日用品のように「明日なければ困る」という類いの買い物ではないものの、買い手からすれば到着が早いに越したことはない。「一点から商品を作ってくれる工場はそもそも数が少ないが、地道に開拓してきた。提携先にはすでに非常に頑張ってもらっているが、今後も協力関係を深め、物量を増やしてもらえるようお願いすると同時に、新しい提携先も増やしたい」(安宅氏)。

著作権侵害の不安はないか

もう1つ注意したいのが、著作権侵害だ。スズリでは出品者自身が著作権を有するデザイン以外の出品を禁じている。利用者向けのQ&Aでも「ミッキーマウスのTシャツ作っていいですか?」という質問に対し「絶っっっっっっっっっっっ対やめてください。利用規約に基づき、即削除させていただきます」(原文ママ)と回答している。

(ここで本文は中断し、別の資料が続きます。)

PR #1070, opened 2026-04-29
chore: use official github pages deploy

itslenny:

Chore

Uses 3rd party action which depends on deprecated node to deploy github pages

## What is the new behavior?

Use github official github pages action

## Additional context

https://docs.github.com/en/pages/getting-started-with-github-pages/using-custom-workflows-with-github-pages

### DIFF
--- a/.github/workflows/docs.yml
+++ b/.github/workflows/docs.yml
@@ -9,6 +9,11 @@ on:
 permissions:
   contents: write
   pages: write
+  id-token: write
+
+concurrency:
+  group: "pages-deploy"
+  cancel-in-progress: false
 
 jobs:
   test:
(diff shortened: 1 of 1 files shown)


.github/workflows/docs.yml
```diff
@@ -56,8 +61,14 @@ jobs:
           VECTOR_ENABLED: true
           ICEBERG_ENABLED: true
 
-      - name: Deploy to GitHub Pages
-        uses: peaceiris/actions-gh-pages@4f9cc6602d3f66b9c108549d475ec49e8ef4d45e # v4.0.0
+      - name: Setup Pages
+        uses: actions/configure-pages@v5
```
ferhatelmas: I think it won't work when this build runs because our org requires exact hashes in version

ferhatelmas: related https://github.com/supabase/storage/pull/925

ferhatelmas (approved):

PR #1094, opened 2026-05-10
feat: embedded vector store

fenos:

Feature

Currently, Vector buckets only support S3Vector, which is a cloud service and not self-hostable.
For local development and self-hosting, this might be impossible or very difficult to set up and operate. 

## What is the new behavior?

- Supporting vector buckets locally for easy development
- It uses **pgvector** as an embedded vector store
- We use the same client api


package-lock.json
```diff
@@ -102,6 +102,9 @@
       "engines": {
         "node": ">=24.0.0",
         "npm": "11.12.1"
+      },
```
ferhatelmas: we shouldn't have any changes in the lock, this is leftover from previous iteration

src/storage/protocols/vector/adapter/pgvector/filter.ts
```diff
@@ -0,0 +1,210 @@
...
+    }
+    case '$exists': {
+      if (typeof raw !== 'boolean') {
+        throw ERRORS.InvalidParameter(`$exists requires a boolean for "${fieldName}"`)
+      }
+      if (!VALID_IDENTIFIER.test(fieldName)) {
+        throw ERRORS.InvalidParameter(`Invalid metadata field name: ${fieldName}`)
+      }
+      const key = placeholder(ctx, fieldName)
+      return raw ? `${ctx.column} ? ${key}` : `NOT (${ctx.column} ? ${key})`
```
ferhatelmas: I think this (`?`) will generate broken SQL due to replacement. Easy fix is to use function form `jsonb_exists`. We have a test gap because unit tests don't check the final SQL after replacement

src/storage/protocols/vector/adapter/pgvector/filter.ts
```diff
@@ -0,0 +1,210 @@
...
+  '$gt',
+  '$gte',
+  '$lt',
+  '$lte',
+  '$in',
+  '$nin',
+  '$exists',
+])
+
+const VALID_IDENTIFIER = /^[A-Za-z_][A-Za-z0-9_]*$/
```
ferhatelmas: Isn't this overly restrictive for what we accept in [put](https://github.com/supabase/storage/blob/master/src/http/routes/vector/put-vectors.ts#L34-L39) and [query](https://github.com/supabase/storage/blob/master/src/http/routes/vector/query-vectors.ts#L17)? It means customers will put some metadata which they won't be able to query. I think we need to relax it and to parametrize keys as well

src/storage/protocols/vector/adapter/pgvector/filter.ts
```diff
@@ -0,0 +1,210 @@
...
+    case '$gt':
+    case '$gte':
+    case '$lt':
+    case '$lte': {
+      if (typeof raw !== 'number') {
+        throw ERRORS.InvalidParameter(`${op} requires a number for "${fieldName}"`)
+      }
+      checkFinite(raw)
+      const opSql = { $gt: '>', $gte: '>=', $lt: '<', $lte: '<=' }[op]
+      return `${numericField(ctx, fieldName)} ${opSql} ${placeholder(ctx, raw)}`
```
ferhatelmas: Since we do a cast here, do we need a guard to skip that row if value isn't numeric?

src/test/pgvector-adapter.test.ts
```diff
@@ -0,0 +1,180 @@
...
+      client: 'pg',
+      connection: { connectionString: TEST_DATABASE_URL, connectionTimeoutMillis: 2_000 },
+      pool: { min: 0, max: 1 },
+    })
+    try {
+      await probe.raw('CREATE EXTENSION IF NOT EXISTS vector')
+      await probe.raw('CREATE SCHEMA IF NOT EXISTS storage_vectors')
+      pgvectorAvailable = true
+    } catch (e) {
+      // eslint-disable-next-line no-console
```
ferhatelmas: we don't use eslint, this line should be unnecessary

src/storage/protocols/vector/adapter/pgvector/index.ts
```diff
@@ -0,0 +1,375 @@
...
+        await db.raw(
+          `CREATE TABLE ${SCHEMA}.??
+           (
+             key text PRIMARY KEY,
+             embedding vector(${dimension}) NOT NULL,
+             metadata jsonb NOT NULL DEFAULT '{}'::jsonb
+           )`,
+          [table]
+        )
+        await db.raw(`CREATE INDEX ?? ON ${SCHEMA}.?? USING hnsw (embedding ${choice.opClass})`, [
```
ferhatelmas: re: https://github.com/pgvector/pgvector/issues/461#issuecomment-2680114052

16k is fine here?

fenos:
@copilot review again

TylerHillery (approved):

PR #1096, opened 2026-05-11
fix: replace knex with pg directly

ferhatelmas:

Bug fix

Knex is heavy and generating too much garbage in multitenant setup.

## What is the new behavior?

Drop knex, knex-telemetry, knex-patch and patch-package in favor of direct postgres connection layer. 

## Additional context

Improve direct query cancellation and mark aborted connection not to return bad to the pool. Type abort error.
Cap pool drain with timeout.
Object lock uses CTE, no promise.race.
Normalize pool mode (`recycled` vs `recycle`).
Invalidate cache from admin. Max connections recreate the pool, safer.
Fixed reset migration lock. Admin migrations handlers apply limits correctly.
Improve ordering in shutdown by reversing (server, tenants, multitenant) because tenants can need multitenant.
Use request scope db from iceberg/vector.
Fix connection leak in bucket deleted.
Fix scanner batching waiting.
Quote identifiers.
Plumb ssl settings to MT db.
Clear owner_id at the same time with owner.
Validate database pool mode in admin handler.


src/internal/database/multitenant-pg.ts
```diff
@@ -0,0 +1,119 @@
...
+const multitenantPgPoolOwner = new MultitenantPgPoolOwner()
+
+export const multitenantPgPool = new Proxy({} as Pool, {
+  get(_target, property) {
+    const pool = multitenantPgPoolOwner.getPool()
+    const value = Reflect.get(pool, property, pool)
+
+    return typeof value === 'function' ? value.bind(pool) : value
+  },
+})
```
mcollina: You should avoid using Proxy, it's a bottleneck.

ferhatelmas: addressed

src/storage/database/pg.ts
```diff
@@ -0,0 +1,1963 @@
...
+const { isMultitenant } = getConfig()
+// Scanner cache tables are unlogged scratch tables, not session temp tables.
+// They must survive across pooled pg clients used by separate unscoped queries.
+const S3_KEYS_SCRATCH_TABLE_SCHEMA = 'storage'
+const S3_KEYS_SCRATCH_TABLE_PREFIX = '_s3_remote_keys_'
+const S3_KEYS_SCRATCH_TABLE_MAX_AGE_MS = 24 * 60 * 60 * 1000
+const S3_KEYS_SCRATCH_TABLE_PATTERN = `^${S3_KEYS_SCRATCH_TABLE_PREFIX}([0-9]{13})(?:_[A-Za-z0-9_]+)?$`
+
+export function escapeLike(str: string) {
+  return str.replace(/([%_])/g, '\\$1')
```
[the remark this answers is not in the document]
ferhatelmas: addressed

src/storage/database/pg.ts
```diff
@@ -0,0 +1,2031 @@
...
+              value
+            FROM set_lock_timeout
+          ),
+          restore_lock_timeout AS MATERIALIZED (
+            SELECT set_config('lock_timeout', value, true) AS restored_timeout
+            FROM acquire_lock
+          )
+          SELECT true AS locked
+          FROM restore_lock_timeout
+        `
```
ferhatelmas, line 1220: @GuptaManan100 this is failing with multigres and made [above workaround](https://github.com/supabase/storage/pull/1096/changes#diff-194f2b802e82311a34463f6eaea3c82c0e1ec24bebb58ed1e031fa57d19b8bfdR1187-R1190). Wanted to give a heads up if you're not aware

GuptaManan100: Yes we are working on supporting advisory locks so that they work too. Right now we don't track them so queries end up going to different connections and that breaks the entire model

fenos (approved):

事業部長の安宅氏は社内の別のECサービスを担当する中で出品者の悩みに触れ、スズリのサービスを構想し始めた(画像:GMOペパボ)

出品者自身による権利侵害有無のチェックを促すほか、社内で目視による画像チェックも実施。 具体的には 、通報ベースでの目視による確認 、受注後の目視による確認などだ。権利侵害の商品の登録に気づけなかった場合、受注後の製造前に社内の基準による目視確認で食い止めるという考え方である。この仕組みがあることで、今のところ大きなトラブルに発展した例はないというが、出品者が増える中では、チェック体制の強化を継続的に行っていく必要があるだろう。

取扱高をもう一段伸ばすための課題は、購入の習慣化という点にもある。「現在は知名度のある作り手がファンを連れてくる形での購入が大部分を占める。今後はスズリ自体に『ここに来れば面白いものがある』という魅力を感じてもらえるようにサービスを進化させたい」(安宅氏)。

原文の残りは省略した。